The only things I can really tell you about this house, is that it was owned by an old woman, who was a clairoyant/white witch, who used to go on radio once a month and give readings. She also had a son called Fred and I believe a draughter-in0law, who was also a witch.
After the old lady owner passed away, it's been said the draughter-in-law put a hex on the house.
The house than stood empty.
Until it was inhabitated by peace loving hippie squatters.

Sorry about the images, I was using my phone camera. Also sorry about being picture heavy, these are pretty much all the images I took, yes I did forget the kitchen and back garden.

Front of house






Nice bay windows looking into the living room





Dinning room





Livig room fire place





Bay windows from the other side





Cane





Pretty sound for an derilict house





Groovy bulb 





:S





The old lady's 2 waredrobe





And boiler





Fred's 





Fred liked Bruce lee




















His fire place





& finally 'The Refuge'



































Got Nuke's?








"Blow your mind" "Smoke gun powder"


----------



## Potter (Jul 12, 2011)

Nice old place with an interesting story. I like the hippie refuge too. 

Good condition.

I've got a painted light bulb too.


----------



## jess81 (Jul 13, 2011)

Is the house on westdale? used to have those two old black cars on her driveway?? always wanted those cars off her.....


----------



## Em_Ux (Jul 14, 2011)

An interesting house.

Enjoyed looking at your report...thanks


----------



## RiF (Jul 14, 2011)

Potter said:


> Nice old place with an interesting story. I like the hippie refuge too.
> 
> Good condition.
> 
> I've got a painted light bulb too.



I've always wanted one, but my missus wouldn't approve 



jess81 said:


> Is the house on westdale? used to have those two old black cars on her driveway?? always wanted those cars off her.....



no, this house is just round the corner and these cars you speak of intrest me 



Em_Ux said:


> An interesting house.
> 
> Enjoyed looking at your report...thanks



Thanks, I just wish I had my camera with me


----------



## smiler (Jul 14, 2011)

I enjoyed that, your pics showed some very poignant reminders of the old lady whose home it once was and the “Hippies” who have squatted there seem to be showing a modicum of respect for the home of a witch, I assume they checked out the size of her oven before they moved in?


----------



## johno23 (Jul 16, 2011)

Great find,a lovely old timewarp place,nice to see some old stuff still intact instead of the norm of it being trashed or burnt.
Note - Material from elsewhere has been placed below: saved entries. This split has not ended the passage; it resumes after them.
PR #317, opened 2026-07-22
feat(backend): harden caller identity switches

yhzhang35:


src/backend/src/agentclaw/community/adapters/http/token_exchange/router.py
```diff
@@ -152,6 +155,20 @@ async def get_iam_token(
             status_code=400,
             headers=headers,
         )
+    if is_test_exchange and not bot_id:
```
totalfrank, line 157: Do not keep growing domain logic in http layer. Do a small refactoring to move all this logic to service layer.

totalfrank (commented):
Move domain logic to service layer please.

totalfrank (approved):
LGTM.

PR #325, opened 2026-07-22
feat(paas): add optional mode param to update_outbound_operation_rule

xxxxpenny:
Propagate the mode query param from the router down through facade, ABC, protocols, and all service implementations to the ArcaPaasService sandbox.update_outbound_rule call. Defaults to REPLACE when not provided.

- Router: add mode query param (OutBoundOperationRuleUpdatedMode | None)
- Facade/ABC/Protocol: add mode param to signature and pass through
- All impls (arca/teclaw/k8s/local/mock/sigma/poolab/standalone): add mode param
- ArcaPaasService: use APPEND when mode is explicitly set, otherwise REPLACE
- Update test_facade and test_facade_coverage assertions for new param


pfmiles (approved):
ok

PR #331, opened 2026-07-22
fix(harness): stop softening LLM-disabled scans into a high health_score

wienyang:
When LLM service is down, every diagnostic is skipped and only LLM01 ("LLM 服务未启用", INFO) findings are produced. The penalty fallback in _compute_score counted these as content defects: 6×INFO = -12 → score 88, misreporting an un-scanned bot as healthy.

@the groovy painted lightbulb,love it
Good post and pics !


----------



## Drama Queen (Jul 16, 2011)

Good report on this nice old house I loved the Hippie refuge looks great and I love the painted lightbulb


----------



## sparky. (Jul 17, 2011)

Wow nice find buddy looks like theres some interesting things in there


----------



## Kaputnik (Jul 17, 2011)

Love this place, as mentioned, a real timewarp. love the old newspaper ad, Datsun Long Eaton?!
they used to rust well, as i remember, did the Datsuns, my friends was always needing welding for the MOT.


----------



## Acebikerchick (Jul 17, 2011)

Photos and house are brill. The painted light is deffo a hippy thing, and did i notice an electrical lead going into the loft? Now what could that be for in a house full of hippies??? LOL Great great place.


----------



## Saz123 (Jul 17, 2011)

looks like a cool place! loving the lambretta.


----------



## waley_bean (Jul 18, 2011)

So does one of her relatives still own the property? I'm not keen on the hippy drawings on the wall, they kind of ruin the place I think.


----------



## RiF (Jul 18, 2011)

Acebikerchick said:


> Photos and house are brill. The painted light is deffo a hippy thing, and did i notice an electrical lead going into the loft? Now what could that be for in a house full of hippies??? LOL Great great place.



LOL! I actually didn't notice that when I was there, might have to have a look in the loft next time I'm there  



waley_bean said:


> So does one of her relatives still own the property? I'm not keen on the hippy drawings on the wall, they kind of ruin the place I think.



The house is now owned by a friend of mine.
When walking into that room, it was pretty creppy seeing them


----------